- Work request -
Every line with "environment" in it should be copied from the data.

==== Data shown ====

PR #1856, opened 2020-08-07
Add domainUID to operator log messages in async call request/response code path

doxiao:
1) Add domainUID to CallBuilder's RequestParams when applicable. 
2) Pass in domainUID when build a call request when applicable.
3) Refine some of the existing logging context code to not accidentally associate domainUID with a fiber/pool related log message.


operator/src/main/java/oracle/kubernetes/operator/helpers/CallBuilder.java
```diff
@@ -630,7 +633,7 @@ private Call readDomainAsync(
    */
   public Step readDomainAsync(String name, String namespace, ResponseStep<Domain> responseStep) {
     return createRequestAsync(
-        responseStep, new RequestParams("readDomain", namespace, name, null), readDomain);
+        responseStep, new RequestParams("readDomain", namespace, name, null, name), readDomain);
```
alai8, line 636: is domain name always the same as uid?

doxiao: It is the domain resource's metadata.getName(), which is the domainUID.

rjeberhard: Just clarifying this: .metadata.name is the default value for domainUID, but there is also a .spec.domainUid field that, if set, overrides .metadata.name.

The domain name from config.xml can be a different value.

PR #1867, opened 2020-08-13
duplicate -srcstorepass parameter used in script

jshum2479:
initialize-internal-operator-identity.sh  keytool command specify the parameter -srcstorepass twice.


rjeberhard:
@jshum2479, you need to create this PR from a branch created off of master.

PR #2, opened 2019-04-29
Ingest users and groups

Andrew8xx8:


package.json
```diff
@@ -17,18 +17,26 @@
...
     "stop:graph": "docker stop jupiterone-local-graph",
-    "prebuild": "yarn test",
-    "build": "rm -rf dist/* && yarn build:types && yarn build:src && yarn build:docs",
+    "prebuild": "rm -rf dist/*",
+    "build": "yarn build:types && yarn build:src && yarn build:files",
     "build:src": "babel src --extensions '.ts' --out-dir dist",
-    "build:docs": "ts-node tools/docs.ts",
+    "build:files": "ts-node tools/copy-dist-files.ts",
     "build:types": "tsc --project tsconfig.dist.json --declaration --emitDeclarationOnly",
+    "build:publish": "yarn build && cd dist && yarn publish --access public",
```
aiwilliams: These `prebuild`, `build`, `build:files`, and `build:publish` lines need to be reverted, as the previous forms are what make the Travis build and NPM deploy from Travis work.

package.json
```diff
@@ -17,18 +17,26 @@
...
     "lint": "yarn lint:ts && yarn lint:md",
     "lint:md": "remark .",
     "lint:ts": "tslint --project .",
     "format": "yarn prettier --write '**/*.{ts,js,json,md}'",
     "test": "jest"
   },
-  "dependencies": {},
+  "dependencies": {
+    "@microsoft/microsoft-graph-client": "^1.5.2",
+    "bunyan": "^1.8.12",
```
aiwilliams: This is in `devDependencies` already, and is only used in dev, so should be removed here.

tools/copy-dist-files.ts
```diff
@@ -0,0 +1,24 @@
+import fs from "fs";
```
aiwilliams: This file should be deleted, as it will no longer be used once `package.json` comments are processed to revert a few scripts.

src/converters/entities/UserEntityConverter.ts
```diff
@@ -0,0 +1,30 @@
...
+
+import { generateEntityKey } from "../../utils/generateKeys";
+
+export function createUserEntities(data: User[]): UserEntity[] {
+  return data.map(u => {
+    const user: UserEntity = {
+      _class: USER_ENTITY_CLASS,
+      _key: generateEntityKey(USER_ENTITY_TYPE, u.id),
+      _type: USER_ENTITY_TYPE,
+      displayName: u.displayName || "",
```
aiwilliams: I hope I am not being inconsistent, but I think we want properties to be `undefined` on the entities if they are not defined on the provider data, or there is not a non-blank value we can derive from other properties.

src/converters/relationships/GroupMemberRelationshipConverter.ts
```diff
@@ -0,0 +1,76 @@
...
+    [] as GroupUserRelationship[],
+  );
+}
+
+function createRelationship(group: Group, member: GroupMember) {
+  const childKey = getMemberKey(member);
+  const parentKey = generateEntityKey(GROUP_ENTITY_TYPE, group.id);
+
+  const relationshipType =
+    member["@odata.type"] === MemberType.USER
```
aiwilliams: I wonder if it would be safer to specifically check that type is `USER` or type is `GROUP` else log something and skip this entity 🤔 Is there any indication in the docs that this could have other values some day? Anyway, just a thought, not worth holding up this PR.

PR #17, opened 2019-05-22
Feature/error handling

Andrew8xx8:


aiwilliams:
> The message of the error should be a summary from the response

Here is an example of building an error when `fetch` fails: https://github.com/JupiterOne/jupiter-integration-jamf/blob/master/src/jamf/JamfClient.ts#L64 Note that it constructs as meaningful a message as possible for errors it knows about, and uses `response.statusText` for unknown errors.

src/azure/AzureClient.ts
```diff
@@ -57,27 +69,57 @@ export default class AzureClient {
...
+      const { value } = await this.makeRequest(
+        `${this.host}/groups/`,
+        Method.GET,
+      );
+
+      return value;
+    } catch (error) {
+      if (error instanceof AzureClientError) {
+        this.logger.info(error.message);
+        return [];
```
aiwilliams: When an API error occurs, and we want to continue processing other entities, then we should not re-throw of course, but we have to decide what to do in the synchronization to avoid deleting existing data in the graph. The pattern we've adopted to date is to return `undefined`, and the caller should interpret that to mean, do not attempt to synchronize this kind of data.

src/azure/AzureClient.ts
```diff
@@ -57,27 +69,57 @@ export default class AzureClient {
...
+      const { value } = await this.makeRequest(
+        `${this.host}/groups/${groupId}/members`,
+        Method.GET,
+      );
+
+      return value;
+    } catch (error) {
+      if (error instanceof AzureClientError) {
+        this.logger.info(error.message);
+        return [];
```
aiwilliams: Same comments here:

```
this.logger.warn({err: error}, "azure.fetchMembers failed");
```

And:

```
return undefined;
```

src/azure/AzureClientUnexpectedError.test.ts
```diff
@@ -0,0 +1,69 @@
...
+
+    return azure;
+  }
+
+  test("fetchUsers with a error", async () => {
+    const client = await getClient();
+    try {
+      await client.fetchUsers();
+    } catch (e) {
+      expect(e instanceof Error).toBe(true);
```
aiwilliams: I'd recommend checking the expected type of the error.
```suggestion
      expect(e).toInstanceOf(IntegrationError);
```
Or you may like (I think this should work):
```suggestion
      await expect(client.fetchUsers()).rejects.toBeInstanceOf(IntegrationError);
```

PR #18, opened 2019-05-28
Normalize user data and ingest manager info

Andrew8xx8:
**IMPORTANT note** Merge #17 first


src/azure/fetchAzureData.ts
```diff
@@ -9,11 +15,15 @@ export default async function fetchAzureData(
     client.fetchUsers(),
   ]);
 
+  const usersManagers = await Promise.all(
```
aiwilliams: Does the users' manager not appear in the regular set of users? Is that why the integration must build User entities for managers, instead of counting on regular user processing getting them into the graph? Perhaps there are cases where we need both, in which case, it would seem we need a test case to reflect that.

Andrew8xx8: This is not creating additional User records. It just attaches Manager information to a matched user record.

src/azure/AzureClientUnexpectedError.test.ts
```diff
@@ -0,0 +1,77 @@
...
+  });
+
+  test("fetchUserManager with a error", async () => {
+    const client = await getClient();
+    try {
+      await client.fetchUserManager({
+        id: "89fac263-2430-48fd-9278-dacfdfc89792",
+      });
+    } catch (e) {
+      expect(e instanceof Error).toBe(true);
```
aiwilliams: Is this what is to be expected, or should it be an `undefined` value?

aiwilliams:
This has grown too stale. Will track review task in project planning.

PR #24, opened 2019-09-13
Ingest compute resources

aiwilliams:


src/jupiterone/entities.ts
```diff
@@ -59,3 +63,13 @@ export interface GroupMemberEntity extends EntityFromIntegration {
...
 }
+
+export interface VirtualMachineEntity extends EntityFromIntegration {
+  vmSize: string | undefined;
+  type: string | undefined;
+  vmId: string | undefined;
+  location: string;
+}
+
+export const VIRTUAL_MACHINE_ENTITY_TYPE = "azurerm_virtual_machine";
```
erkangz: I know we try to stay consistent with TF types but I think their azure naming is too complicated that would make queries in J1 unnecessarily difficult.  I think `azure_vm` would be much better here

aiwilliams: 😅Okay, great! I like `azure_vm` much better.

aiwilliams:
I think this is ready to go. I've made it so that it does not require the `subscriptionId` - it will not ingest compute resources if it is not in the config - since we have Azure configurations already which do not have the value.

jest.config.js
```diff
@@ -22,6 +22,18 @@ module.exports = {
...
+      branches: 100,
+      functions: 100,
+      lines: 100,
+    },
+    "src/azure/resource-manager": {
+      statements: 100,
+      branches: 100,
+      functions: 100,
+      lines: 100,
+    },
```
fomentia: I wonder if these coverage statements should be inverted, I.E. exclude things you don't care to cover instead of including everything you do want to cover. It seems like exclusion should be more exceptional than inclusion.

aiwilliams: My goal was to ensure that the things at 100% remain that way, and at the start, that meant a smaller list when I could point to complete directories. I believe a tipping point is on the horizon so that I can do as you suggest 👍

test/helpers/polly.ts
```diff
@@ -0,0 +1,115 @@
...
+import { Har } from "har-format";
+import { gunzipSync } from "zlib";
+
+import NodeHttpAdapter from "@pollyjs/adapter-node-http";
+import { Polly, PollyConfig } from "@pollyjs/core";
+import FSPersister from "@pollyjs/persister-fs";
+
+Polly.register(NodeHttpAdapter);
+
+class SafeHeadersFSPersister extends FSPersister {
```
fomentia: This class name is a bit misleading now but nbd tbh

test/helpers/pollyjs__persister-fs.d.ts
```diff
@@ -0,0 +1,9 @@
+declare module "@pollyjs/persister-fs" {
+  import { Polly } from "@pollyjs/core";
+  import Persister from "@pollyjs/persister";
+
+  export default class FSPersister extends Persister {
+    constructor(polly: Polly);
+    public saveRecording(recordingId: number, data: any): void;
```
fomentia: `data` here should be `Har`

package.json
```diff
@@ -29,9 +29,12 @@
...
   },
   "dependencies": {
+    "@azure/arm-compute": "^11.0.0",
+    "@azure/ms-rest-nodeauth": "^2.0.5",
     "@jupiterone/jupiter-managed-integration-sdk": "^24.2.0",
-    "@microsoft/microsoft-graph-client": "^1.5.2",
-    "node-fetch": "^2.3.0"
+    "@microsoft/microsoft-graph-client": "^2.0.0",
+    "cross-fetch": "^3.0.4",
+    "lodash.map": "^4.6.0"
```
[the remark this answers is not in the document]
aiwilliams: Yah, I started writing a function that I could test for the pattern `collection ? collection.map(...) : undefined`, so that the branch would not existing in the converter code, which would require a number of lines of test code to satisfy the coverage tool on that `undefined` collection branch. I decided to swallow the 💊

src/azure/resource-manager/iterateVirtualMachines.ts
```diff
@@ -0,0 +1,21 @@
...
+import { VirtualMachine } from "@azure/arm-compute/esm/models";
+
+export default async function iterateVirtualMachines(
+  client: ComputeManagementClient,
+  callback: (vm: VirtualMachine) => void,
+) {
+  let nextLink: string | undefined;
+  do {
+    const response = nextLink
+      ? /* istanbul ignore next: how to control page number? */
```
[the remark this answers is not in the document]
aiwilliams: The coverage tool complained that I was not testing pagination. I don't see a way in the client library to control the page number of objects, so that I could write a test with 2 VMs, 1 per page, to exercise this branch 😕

====
==== Data shown ====

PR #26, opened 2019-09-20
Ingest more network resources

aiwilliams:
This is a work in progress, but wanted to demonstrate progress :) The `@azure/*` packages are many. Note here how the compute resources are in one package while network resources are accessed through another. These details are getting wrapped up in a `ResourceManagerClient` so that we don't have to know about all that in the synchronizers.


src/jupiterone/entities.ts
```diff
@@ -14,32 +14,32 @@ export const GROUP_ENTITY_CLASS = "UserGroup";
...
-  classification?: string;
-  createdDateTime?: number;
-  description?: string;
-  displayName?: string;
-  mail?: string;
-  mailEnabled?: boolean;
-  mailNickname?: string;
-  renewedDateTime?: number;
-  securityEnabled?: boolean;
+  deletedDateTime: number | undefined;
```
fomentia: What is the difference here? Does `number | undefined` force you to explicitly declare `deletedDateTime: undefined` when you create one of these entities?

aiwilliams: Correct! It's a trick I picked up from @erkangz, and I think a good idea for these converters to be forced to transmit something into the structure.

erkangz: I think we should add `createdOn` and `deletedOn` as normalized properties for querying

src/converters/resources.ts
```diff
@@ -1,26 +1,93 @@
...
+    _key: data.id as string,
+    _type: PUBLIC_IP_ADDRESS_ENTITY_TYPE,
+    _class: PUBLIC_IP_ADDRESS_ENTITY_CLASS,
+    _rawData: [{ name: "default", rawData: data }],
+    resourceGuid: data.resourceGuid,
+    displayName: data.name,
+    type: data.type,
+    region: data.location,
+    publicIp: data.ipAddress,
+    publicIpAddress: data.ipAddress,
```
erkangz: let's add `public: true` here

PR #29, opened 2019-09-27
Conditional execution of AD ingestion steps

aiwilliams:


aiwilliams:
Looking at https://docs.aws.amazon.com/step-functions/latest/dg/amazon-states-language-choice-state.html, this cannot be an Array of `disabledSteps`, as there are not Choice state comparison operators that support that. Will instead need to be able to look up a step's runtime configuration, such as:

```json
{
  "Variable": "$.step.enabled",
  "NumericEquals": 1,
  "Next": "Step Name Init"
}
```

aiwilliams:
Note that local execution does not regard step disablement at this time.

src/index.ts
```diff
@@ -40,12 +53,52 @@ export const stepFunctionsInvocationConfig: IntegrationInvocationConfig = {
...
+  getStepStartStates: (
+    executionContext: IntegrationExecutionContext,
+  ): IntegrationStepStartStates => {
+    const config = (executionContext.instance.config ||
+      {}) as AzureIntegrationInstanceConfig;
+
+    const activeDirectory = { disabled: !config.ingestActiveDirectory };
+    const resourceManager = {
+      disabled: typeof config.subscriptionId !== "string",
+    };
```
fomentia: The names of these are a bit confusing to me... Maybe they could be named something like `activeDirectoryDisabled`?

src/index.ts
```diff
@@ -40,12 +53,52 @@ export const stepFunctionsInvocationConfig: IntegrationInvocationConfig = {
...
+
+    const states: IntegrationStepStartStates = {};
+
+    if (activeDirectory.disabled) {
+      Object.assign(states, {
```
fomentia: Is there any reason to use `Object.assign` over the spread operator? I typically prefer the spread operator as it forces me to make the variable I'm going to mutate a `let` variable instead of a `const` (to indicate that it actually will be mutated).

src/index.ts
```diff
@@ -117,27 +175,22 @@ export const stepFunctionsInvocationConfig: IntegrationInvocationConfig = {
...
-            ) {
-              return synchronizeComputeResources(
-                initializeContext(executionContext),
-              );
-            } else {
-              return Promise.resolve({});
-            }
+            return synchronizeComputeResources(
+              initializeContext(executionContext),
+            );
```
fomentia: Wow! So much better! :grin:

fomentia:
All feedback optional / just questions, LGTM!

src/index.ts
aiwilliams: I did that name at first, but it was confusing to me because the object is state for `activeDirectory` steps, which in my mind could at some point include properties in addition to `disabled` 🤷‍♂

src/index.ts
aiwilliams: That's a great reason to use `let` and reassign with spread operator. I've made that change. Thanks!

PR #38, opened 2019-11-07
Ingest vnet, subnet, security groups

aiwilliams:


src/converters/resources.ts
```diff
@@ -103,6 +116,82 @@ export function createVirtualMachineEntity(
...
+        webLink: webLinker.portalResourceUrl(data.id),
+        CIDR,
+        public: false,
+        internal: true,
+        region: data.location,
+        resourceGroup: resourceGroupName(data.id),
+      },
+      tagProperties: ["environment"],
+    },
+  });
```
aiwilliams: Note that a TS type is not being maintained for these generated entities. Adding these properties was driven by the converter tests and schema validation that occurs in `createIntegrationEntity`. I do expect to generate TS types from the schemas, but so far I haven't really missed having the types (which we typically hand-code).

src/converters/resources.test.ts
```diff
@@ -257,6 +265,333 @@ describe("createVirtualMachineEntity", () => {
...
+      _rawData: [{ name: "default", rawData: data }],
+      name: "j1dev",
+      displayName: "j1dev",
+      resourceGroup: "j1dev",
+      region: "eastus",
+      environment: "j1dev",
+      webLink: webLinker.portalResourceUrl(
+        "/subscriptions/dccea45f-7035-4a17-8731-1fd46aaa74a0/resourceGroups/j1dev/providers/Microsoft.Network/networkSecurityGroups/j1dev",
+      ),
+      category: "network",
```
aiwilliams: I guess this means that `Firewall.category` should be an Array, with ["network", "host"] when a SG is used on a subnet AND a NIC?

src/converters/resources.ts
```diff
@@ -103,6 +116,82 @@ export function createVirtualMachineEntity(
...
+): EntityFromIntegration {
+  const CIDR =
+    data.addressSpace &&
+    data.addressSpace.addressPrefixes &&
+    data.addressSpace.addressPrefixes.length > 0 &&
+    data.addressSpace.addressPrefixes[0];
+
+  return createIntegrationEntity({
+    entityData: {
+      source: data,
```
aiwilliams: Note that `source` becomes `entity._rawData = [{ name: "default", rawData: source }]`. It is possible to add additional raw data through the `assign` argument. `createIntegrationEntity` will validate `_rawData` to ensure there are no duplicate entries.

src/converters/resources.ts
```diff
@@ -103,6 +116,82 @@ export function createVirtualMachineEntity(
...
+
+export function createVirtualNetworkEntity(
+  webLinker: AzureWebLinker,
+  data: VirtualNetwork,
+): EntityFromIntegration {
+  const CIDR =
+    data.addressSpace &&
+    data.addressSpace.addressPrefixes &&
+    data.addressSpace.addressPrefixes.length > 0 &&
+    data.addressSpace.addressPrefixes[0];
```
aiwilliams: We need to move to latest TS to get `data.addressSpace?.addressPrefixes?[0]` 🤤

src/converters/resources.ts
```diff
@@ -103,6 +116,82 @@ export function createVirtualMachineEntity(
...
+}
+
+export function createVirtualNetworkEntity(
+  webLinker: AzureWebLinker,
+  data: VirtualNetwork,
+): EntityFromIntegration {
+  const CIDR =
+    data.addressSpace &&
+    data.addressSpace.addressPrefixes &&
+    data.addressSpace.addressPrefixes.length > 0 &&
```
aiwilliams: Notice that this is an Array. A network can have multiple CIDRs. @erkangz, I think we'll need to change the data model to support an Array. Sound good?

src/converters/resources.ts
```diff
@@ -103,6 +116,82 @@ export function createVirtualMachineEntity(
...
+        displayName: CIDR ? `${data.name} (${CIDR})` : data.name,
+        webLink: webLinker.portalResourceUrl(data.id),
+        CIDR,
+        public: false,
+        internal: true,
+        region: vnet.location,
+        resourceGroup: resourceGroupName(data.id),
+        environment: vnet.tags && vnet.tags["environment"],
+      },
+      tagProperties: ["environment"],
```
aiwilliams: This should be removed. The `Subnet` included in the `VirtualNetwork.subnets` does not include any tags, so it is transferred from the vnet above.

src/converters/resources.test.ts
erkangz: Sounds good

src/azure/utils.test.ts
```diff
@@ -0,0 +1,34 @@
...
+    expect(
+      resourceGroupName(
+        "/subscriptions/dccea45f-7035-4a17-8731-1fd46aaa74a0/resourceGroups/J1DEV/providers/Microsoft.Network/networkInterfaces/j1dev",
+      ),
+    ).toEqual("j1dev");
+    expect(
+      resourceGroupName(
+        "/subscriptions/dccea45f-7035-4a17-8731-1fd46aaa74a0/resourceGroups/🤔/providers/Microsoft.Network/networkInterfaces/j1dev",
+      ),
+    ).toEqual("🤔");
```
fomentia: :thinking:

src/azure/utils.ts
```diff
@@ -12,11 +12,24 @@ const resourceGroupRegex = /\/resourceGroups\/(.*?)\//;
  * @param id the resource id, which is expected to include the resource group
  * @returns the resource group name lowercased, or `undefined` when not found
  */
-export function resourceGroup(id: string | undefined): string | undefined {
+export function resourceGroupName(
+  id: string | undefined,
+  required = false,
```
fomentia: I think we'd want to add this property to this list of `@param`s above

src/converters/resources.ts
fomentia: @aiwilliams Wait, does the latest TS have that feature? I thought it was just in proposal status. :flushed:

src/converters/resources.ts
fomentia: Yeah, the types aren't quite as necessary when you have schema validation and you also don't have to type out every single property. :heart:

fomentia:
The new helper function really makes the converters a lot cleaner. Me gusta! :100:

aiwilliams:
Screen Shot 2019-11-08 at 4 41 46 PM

====

- Expected output -
+      tagProperties: ["environment"],
+      environment: "j1dev",
+        environment: vnet.tags && vnet.tags["environment"],
+      tagProperties: ["environment"],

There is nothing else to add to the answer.